● **Aim of the exercise**: This exercise calls for every record to be set down again, exactly and in full.

Saved entries:
----

PR #533, opened 2020-09-30
Entity List style

yuval-hazaz:
- [x] remove inactive 'pending changes' icon
- [x] use UserAndTime instead of UserAvatar

### DIFF
--- a/packages/amplication-client/src/Entity/EntityListItem.tsx
+++ b/packages/amplication-client/src/Entity/EntityListItem.tsx
@@ -1,4 +1,4 @@
-import React, { useCallback, useContext, useState, useMemo } from "react";
+import React, { useCallback, useContext, useState } from "react";
 import { gql } from "apollo-boost";
 import { useMutation } from "@apollo/react-hooks";
 import * as models from "../models";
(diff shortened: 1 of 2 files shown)


packages/amplication-client/src/Entity/EntityListItem.tsx
```diff
@@ -95,7 +84,7 @@ export const EntityListItem = ({
       />
       <DataGridRow navigateUrl={`/${applicationId}/entities/${entity.id}`}>
         <DataTableCell className="min-width">
-          <LockStatusIcon enabled={Boolean(entity.lockedByUser)} />
+          {Boolean(entity.lockedByUser) && <LockStatusIcon enabled />}
```
iddan, line 87: What does this change mean?

yuval-hazaz: The component have two states - enabled (orange) and "not enabled" (gray).
This behavior is still used in the app control toolbar when editing an entity. 

In the entity list, it was decided not to show the icons at all for entities without changes - so instead of showing the icon in the "disabled" state we are not showing it at all

PR #542, opened 2020-10-01
Permissions panel collapse

yuval-hazaz:
Disable manual collapse for permissions panel.
The panel is always open when the permission is set to Granular


packages/amplication-client/src/Components/PanelCollapsible.tsx
```diff
@@ -8,8 +8,14 @@ import "./PanelCollapsible.scss";
 
 type Props = {
   onCollapseChange?: (open: boolean) => {};
+  /**Whether the panel is initially open or not */
   initiallyOpen?: boolean;
+  /**When true the user cannot collapse manually, and the collapse button is hidden  */
+  disableManualCollapse?: boolean;
+  /**Whether the panel collapse functionality is enabled. When false, only the header of the panel is visible and the body is hidden */
+  /**By settings initiallyOpen to True, and disableManualCollapse to True, the developer can control the collapse state from the parent component by changing enableCollapse */
```
iddan, line 16: SHould be in the same doc comment.
```suggestion
  /**
   * Whether the panel collapse functionality is enabled. When false, only the header of the panel is visible and the body is hidden.
   * By settings initiallyOpen to True, and disableManualCollapse to True, the developer can control the collapse state from the parent component by changing enableCollapse
   */
```

packages/amplication-client/src/Permissions/EntityPermissionAction.tsx
```diff
@@ -192,8 +192,9 @@ export const EntityPermissionAction = ({
 
   return (
     <PanelCollapsible
-      initiallyOpen={isOpen}
+      initiallyOpen
       enableCollapse={isOpen}
```
iddan, line 196: Missed that previously but naming should be `collapseEnabled`

packages/amplication-client/src/Permissions/EntityPermissionAction.tsx
```diff
@@ -192,8 +192,9 @@ export const EntityPermissionAction = ({
...
+      disableManualCollapse
```
iddan, line 197: Rename to `manualCollapseDisabled`

iddan (commented):
Good job, a few comments.

iddan (approved):

PR #544, opened 2020-10-01
Update images

yuval-hazaz:


packages/amplication-client/src/Application/ApplicationLayout.tsx
```diff
@@ -162,7 +162,6 @@ function ApplicationLayout({ match }: Props) {
           <Switch>
             <Route exact path="/:application/" component={ApplicationHome} />
             <Route
-              exact
```
iddan, line 165: Not sure how does this relate to the PR

packages/amplication-client/src/VersionControl/PendingChanges.tsx
```diff
@@ -36,6 +38,16 @@ type Props = {
 const PendingChanges = ({ match }: Props) => {
   const { application } = match.params;
   useBreadcrumbs(match.url, "Pending Changes");
+  const history = useHistory();
+
+  const stateMatch = useRouteMatch<{ state: string }>(
```
iddan, line 43: Rename to `match`

packages/amplication-client/src/VersionControl/PendingChanges.tsx
```diff
@@ -36,6 +38,16 @@ type Props = {
...
+    "/:application/pending-changes/:state"
+  );
+
+  let state: string | null = null;
+  if (stateMatch) {
+    state = stateMatch.params.state;
+  }
```
iddan, line 50:
```suggestion
  const state = stateMatch ? stateMatch.params.state : null;
```

packages/amplication-client/src/VersionControl/PendingChanges.tsx
```diff
@@ -65,6 +77,18 @@ const PendingChanges = ({ match }: Props) => {
     setDiscardDialogOpen(!discardDialogOpen);
   }, [discardDialogOpen, setDiscardDialogOpen]);
 
+  const handleCommitDialogCompleted = useCallback(() => {
```
iddan, line 80:
```suggestion
  const handleCommitDialogComplete = useCallback(() => {
```

packages/amplication-client/src/VersionControl/PendingChanges.tsx
```diff
@@ -24,6 +25,7 @@ import useBreadcrumbs from "../Layout/use-breadcrumbs";
 
 const CLASS_NAME = "pending-changes";
 const POLL_INTERVAL = 2000;
+const STATE_COMMIT_DONE = "done";
```
iddan, line 28:
```suggestion
const COMMIT_STATE_DONE = "done";
```

iddan: Can you use a value from an enum from the server?

iddan (approved):

iddan:
@yuval-hazaz please issue my comments in another PR

packages/amplication-client/src/VersionControl/PendingChanges.tsx
yuval-hazaz: it has nothing to do with the server, It is literally a "client side" state that only describe the state of the page in order to decide what image to show when the list is empty

packages/amplication-client/src/Application/ApplicationLayout.tsx
yuval-hazaz: See below

PR #552, opened 2020-10-03
Create entity field by name

yuval-hazaz:


packages/amplication-server/src/core/entity/entity.resolver.ts
```diff
@@ -235,6 +236,17 @@ export class EntityResolver {
     return this.entityService.createField(args, user);
   }
 
+  @Mutation(() => EntityField, {
+    nullable: true,
+    description: undefined
+  })
+  async createEntityFieldByDisplayName(
```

----

● **Task output**:
PR #533, opened 2020-09-30
Entity List style

yuval-hazaz:
- [x] remove inactive 'pending changes' icon
- [x] use UserAndTime instead of UserAvatar

### DIFF
--- a/packages/amplication-client/src/Entity/EntityListItem.tsx
+++ b/packages/amplication-client/src/Entity/EntityListItem.tsx
@@ -1,4 +1,4 @@
-import React, { useCallback, useContext, useState, useMemo } from "react";
+import React, { useCallback, useContext, useState } from "react";
 import { gql } from "apollo-boost";
 import { useMutation } from "@apollo/react-hooks";
 import * as models from "../models";
(diff shortened: 1 of 2 files shown)


packages/amplication-client/src/Entity/EntityListItem.tsx
```diff
@@ -95,7 +84,7 @@ export const EntityListItem = ({
       />
       <DataGridRow navigateUrl={`/${applicationId}/entities/${entity.id}`}>
         <DataTableCell className="min-width">
-          <LockStatusIcon enabled={Boolean(entity.lockedByUser)} />
+          {Boolean(entity.lockedByUser) && <LockStatusIcon enabled />}
```
iddan, line 87: What does this change mean?

yuval-hazaz: The component have two states - enabled (orange) and "not enabled" (gray).
This behavior is still used in the app control toolbar when editing an entity. 

In the entity list, it was decided not to show the icons at all for entities without changes - so instead of showing the icon in the "disabled" state we are not showing it at all

PR #542, opened 2020-10-01
Permissions panel collapse

yuval-hazaz:
Disable manual collapse for permissions panel.
The panel is always open when the permission is set to Granular


packages/amplication-client/src/Components/PanelCollapsible.tsx
```diff
@@ -8,8 +8,14 @@ import "./PanelCollapsible.scss";
 
 type Props = {
   onCollapseChange?: (open: boolean) => {};
+  /**Whether the panel is initially open or not */
   initiallyOpen?: boolean;
+  /**When true the user cannot collapse manually, and the collapse button is hidden  */
+  disableManualCollapse?: boolean;
+  /**Whether the panel collapse functionality is enabled. When false, only the header of the panel is visible and the body is hidden */
+  /**By settings initiallyOpen to True, and disableManualCollapse to True, the developer can control the collapse state from the parent component by changing enableCollapse */
```
iddan, line 16: SHould be in the same doc comment.
```suggestion
  /**
   * Whether the panel collapse functionality is enabled. When false, only the header of the panel is visible and the body is hidden.
   * By settings initiallyOpen to True, and disableManualCollapse to True, the developer can control the collapse state from the parent component by changing enableCollapse
   */
```

packages/amplication-client/src/Permissions/EntityPermissionAction.tsx
```diff
@@ -192,8 +192,9 @@ export const EntityPermissionAction = ({
 
   return (
     <PanelCollapsible
-      initiallyOpen={isOpen}
+      initiallyOpen
       enableCollapse={isOpen}
```
iddan, line 196: Missed that previously but naming should be `collapseEnabled`

packages/amplication-client/src/Permissions/EntityPermissionAction.tsx
```diff
@@ -192,8 +192,9 @@ export const EntityPermissionAction = ({
...
+      disableManualCollapse
```
iddan, line 197: Rename to `manualCollapseDisabled`

iddan (commented):
Good job, a few comments.

iddan (approved):

PR #544, opened 2020-10-01
Update images

yuval-hazaz:


packages/amplication-client/src/Application/ApplicationLayout.tsx
```diff
@@ -162,7 +162,6 @@ function ApplicationLayout({ match }: Props) {
           <Switch>
             <Route exact path="/:application/" component={ApplicationHome} />
             <Route
-              exact
```
iddan, line 165: Not sure how does this relate to the PR

packages/amplication-client/src/VersionControl/PendingChanges.tsx
```diff
@@ -36,6 +38,16 @@ type Props = {
 const PendingChanges = ({ match }: Props) => {
   const { application } = match.params;
   useBreadcrumbs(match.url, "Pending Changes");
+  const history = useHistory();
+
+  const stateMatch = useRouteMatch<{ state: string }>(
```
iddan, line 43: Rename to `match`

packages/amplication-client/src/VersionControl/PendingChanges.tsx
```diff
@@ -36,6 +38,16 @@ type Props = {
...
+    "/:application/pending-changes/:state"
+  );
+
+  let state: string | null = null;
+  if (stateMatch) {
+    state = stateMatch.params.state;
+  }
```
iddan, line 50:
```suggestion
  const state = stateMatch ? stateMatch.params.state : null;
```

packages/amplication-client/src/VersionControl/PendingChanges.tsx
```diff
@@ -65,6 +77,18 @@ const PendingChanges = ({ match }: Props) => {
     setDiscardDialogOpen(!discardDialogOpen);
   }, [discardDialogOpen, setDiscardDialogOpen]);
 
+  const handleCommitDialogCompleted = useCallback(() => {
```
iddan, line 80:
```suggestion
  const handleCommitDialogComplete = useCallback(() => {
```

packages/amplication-client/src/VersionControl/PendingChanges.tsx
```diff
@@ -24,6 +25,7 @@ import useBreadcrumbs from "../Layout/use-breadcrumbs";
 
 const CLASS_NAME = "pending-changes";
 const POLL_INTERVAL = 2000;
+const STATE_COMMIT_DONE = "done";
```
iddan, line 28:
```suggestion
const COMMIT_STATE_DONE = "done";
```

iddan: Can you use a value from an enum from the server?

iddan (approved):

iddan:
@yuval-hazaz please issue my comments in another PR

packages/amplication-client/src/VersionControl/PendingChanges.tsx
yuval-hazaz: it has nothing to do with the server, It is literally a "client side" state that only describe the state of the page in order to decide what image to show when the list is empty

packages/amplication-client/src/Application/ApplicationLayout.tsx
yuval-hazaz: See below

PR #552, opened 2020-10-03
Create entity field by name

yuval-hazaz:


packages/amplication-server/src/core/entity/entity.resolver.ts
```diff
@@ -235,6 +236,17 @@ export class EntityResolver {
     return this.entityService.createField(args, user);
   }
 
+  @Mutation(() => EntityField, {
+    nullable: true,
+    description: undefined
+  })
+  async createEntityFieldByDisplayName(
```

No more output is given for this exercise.